Happy Valentine’s Day, PopWatchers!
In honor of the day of love (or a manufactured holiday of corporate greed) I got to thinking about fictional characters I’m in love with. Ask any of my friends, and they’ll tell you the list is pretty long. I can’t help it! Whether I’m swooning over The OC reruns and wondering where Seth Cohen was for me in high school, or contemplating whether I’d be willing to live in the 1920s if it meant Matthew Crawley could be my boyfriend (yes), if there’s a charming guy on television, I’ve probably wanted to to marry him at some point. Danny from The Mindy Project? Been there. Jim Halpert? Welcome to my 2005. This Valentine’s Day, I’m choosing not to narrow it down any further when it comes to fictional boyfriends. It’s a four-way tie! This (fake) holiday is the best.

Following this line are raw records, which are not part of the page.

PR #5298, opened 2023-09-28
National Delivery - swap Home Delivery and Sub card tabs

andrewHEguardian:

Swapping the order of Home delivery and Sub card tabs on the paper subscriptions landing page, and appending`/delivery` when landing on this page. (This is behind a 0% AB Test).

I tried a slightly different approach where I updated the links to this page to use `paper/delivery`, as seen in this WIP PR #5297, but the approach in this PR touches a lot fewer places.

[**Trello Card**](https://trello.com/c/jzG8cDMw/61-support-frontend-flip-hnd-and-sub-card-options)

## Why are you doing this?

To give more prominence to home delivery once it has opened up outside the M25.

## Screenshots

Before
image

After
image

### DIFF
--- a/support-frontend/assets/pages/paper-subscription-landing/paperSubscriptionLandingPage.tsx
+++ b/support-frontend/assets/pages/paper-subscription-landing/paperSubscriptionLandingPage.tsx
@@ -52,6 +52,7 @@ const pageQaId = 'qa-paper-subscriptions';
 function PaperLandingPage({
 	productPrices,
 	promotionCopy,
+	participations,
 }: PaperLandingContentPropTypes) {
 	const sanitisedPromoCopy = getPromotionCopy(promotionCopy);
 	const fulfilment: PaperFulfilmentOptions = window.location.pathname.includes(
@@ -80,7 +81,9 @@ function PaperLandingPage({
 	return (
 		<Page
 			id={pageQaId}
-			header={<Header countryGroupId={GBPCountries} />}
+			header={
+				<Header countryGroupId={GBPCountries} participations={participations} />
+			}
 			footer={paperSubsFooter}
 		>
 			<PaperHero
@@ -94,6 +97,7 @@ function PaperLandingPage({
 							<Tabs
 								selectedTab={selectedTab}
 								setTabAction={handleSetTabAction}
+								participations={participations}
 							/>
 						</div>
 					</Block>
@@ -106,6 +110,7 @@ function PaperLandingPage({
 						productPrices={productPrices}
 						tab={selectedTab}
 						setTabAction={setSelectedTab}
+						participations={participations}
 					/>
 				</CentredContainer>
 			</FullWidthContainer>
--- a/support-frontend/assets/pages/paper-subscription-landing/paperSubscriptionLandingPage.tsx
+++ b/support-frontend/assets/pages/paper-subscription-landing/paperSubscriptionLandingPage.tsx
@@ -59,20 +59,20 @@ function PaperLandingPage({
 	const isNationalDeliveryAbTestVariant =
 		participations.nationalDelivery === 'variant';
 
-	const [redirectToHomeDelivery, setRedirectToHomeDelivery] = useState<boolean>(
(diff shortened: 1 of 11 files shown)


support-frontend/assets/pages/paper-subscription-landing/paperSubscriptionLandingPage.tsx
```diff
@@ -52,13 +52,29 @@ const pageQaId = 'qa-paper-subscriptions';
...
+	const [shouldRedirectToHomeDelivery, setShouldRedirectToHomeDelivery] =
+		useState<boolean>(isNationalDeliveryAbTestVariant);
+
+	if (
+		shouldRedirectToHomeDelivery &&
+		!window.location.pathname.includes('delivery')
+	) {
+		window.history.replaceState({}, '', paperSubsUrl(true));
+		setShouldRedirectToHomeDelivery(false);
+	}
```
undergroundquizscene, line 71: So the logic here is: if we’ve landed on the paper landing page and the national delivery AB test participation is in the variant, change the user’s URL to include `delivery` at the end, and register that we’ve done that so we don’t do it twice – right?

I dislike the weirdness of landing on `…/paper/delivery` (after redirection) and clicking the other tab to go to `…/paper`, but I’m not sure there’s a straightforward alternative. To my mind the fulfilment option makes more sense as a query parameter (e.g. `…/paper?fulfilmentOption=HomeDelivery`), and then if it’s not set we’d just assume a value, the AB test changing the order of the tabs and which value we assume. But I don’t know this code well enough to be confident that there isn’t a good reason it’s in the path, and I’m not sure I want us to get sucked in to changing it now.

What do you think?

support-frontend/assets/pages/paper-subscription-landing/paperSubscriptionLandingPage.tsx
```diff
@@ -52,13 +52,29 @@ const pageQaId = 'qa-paper-subscriptions';
...
+		participations.nationalDelivery === 'variant';
+
+	const [shouldRedirectToHomeDelivery, setShouldRedirectToHomeDelivery] =
+		useState<boolean>(isNationalDeliveryAbTestVariant);
+
+	if (
+		shouldRedirectToHomeDelivery &&
+		!window.location.pathname.includes('delivery')
+	) {
+		window.history.replaceState({}, '', paperSubsUrl(true));
```
undergroundquizscene, line 69: Mind if we include the argument name, to make it clearer what it means?

```suggestion
		window.history.replaceState({}, '', paperSubsUrl(withDelivery = true));
```

undergroundquizscene (approved):

support-frontend/assets/pages/paper-subscription-landing/paperSubscriptionLandingPage.tsx
andrewHEguardian: yep: that is the logic 👍 

I agree with the weirdness, although that was the existing functionality. Could definitely spend more time refactoring the page to use query params instead, but I don't the code either

support-frontend/assets/pages/paper-subscription-landing/paperSubscriptionLandingPage.tsx
andrewHEguardian: alas this isn't a Javascript feature (unless I'm mistaken) but I wish it was

undergroundquizscene: Oh I see! Glad one of us knows 🙃

undergroundquizscene: Probably "works" because assignment returns the value, a la C? Anyway, no worries

support-frontend/assets/pages/paper-subscription-landing/paperSubscriptionLandingPage.tsx
undergroundquizscene: Let’s leave it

Check out some staffers’ picks for their fictional valentines below, and then be sure to tell us what character you’re secretly hoping to have some chocolates delivered from today.
Breia Brissey: I’ve already made it very clear how I feel about Stephen Amell’s Oliver Queen on EW. So mentioning him here is merely a formality. But my real Valentine this year is Parks and Recreation‘s Ben Wyatt (Adam Scott). For fans of the show, it’s probably not even necessary to explain why. If you watch, you get it. He’s the perfect combination of adorable and nerdy, making him practically irresistible in my book. That said, I couldn’t steal him away from Leslie. (And let’s be honest, she’d totally take me down if I tried.)
Adam Carlson: Teen Wolf‘s Stiles Stilinski: Possible Adderall addiction aside, Stiles is a hyper-fast talker, and overlooked romantic, who has a great relationship with his father. And he doesn’t abandon his friends just because they might, maybe, be cursed with lycanthropy. (Plus: we share a love of plaid.)
Darren Franich: I feel like me and Zoe Barnes from House of Cards could really connect in a serious way. We have so much in common. She’s a blogger, I’m a blogger. She drinks wine out of coffee cups, I drink everything out of wine glasses because I have no actual glasses. She gets a little too close to her sources, and…well, one time I waited in line for the bathroom behind Scott Porter.
Samantha Highfill: Ryan Atwood!!! Between his wife beaters, his blue eyes and his just-enough-to-be-sexy jealousy, I would gladly be Ryan Atwood’s valentine. Our perfect day would consist of going to the pier and making out, and then going to the ferris wheel and making out, and then ending up in a tiki hut … making out.
Jeff Labrecque: Elaine Benes from Seinfeld. She was the total package for me: a Baltimore Orioles fan with a tremendous wall o’ hair who stood up for herself against Soup Nazis, proved over and over again to be a patient, forgiving girlfriend, and could dance like no one else (Thank god!)
Lynette Rice: Deacon on Nashville. Sweet mystery of love, at last I found you — even if I didn’t start caring about country western music until you first opened your mouth. Don’t ever change, or shave.
Tanner Stransky: Even though he plays a murder, I’m obsessed with Adam Canto from The Following. He’s dipped into the gay waters—he faked a relationship as a serial killer plot—and he’s got abs for miles. He might kill me in the end, but it’d be worth it.
Denise Warner: Yes, Jesse Pinkman is a meth dealer, murderer, and former user. But I’m still addicted to him — or rather Aaron Paul’s portrayal on Breaking Bad. Who can resist Jesse’s enthusiasm — “Magnets, bitch!” — or his loyalty to his friends. And once he stopped dressing like a PacSun model, he got infinitely hotter. I’d be his bitch any day.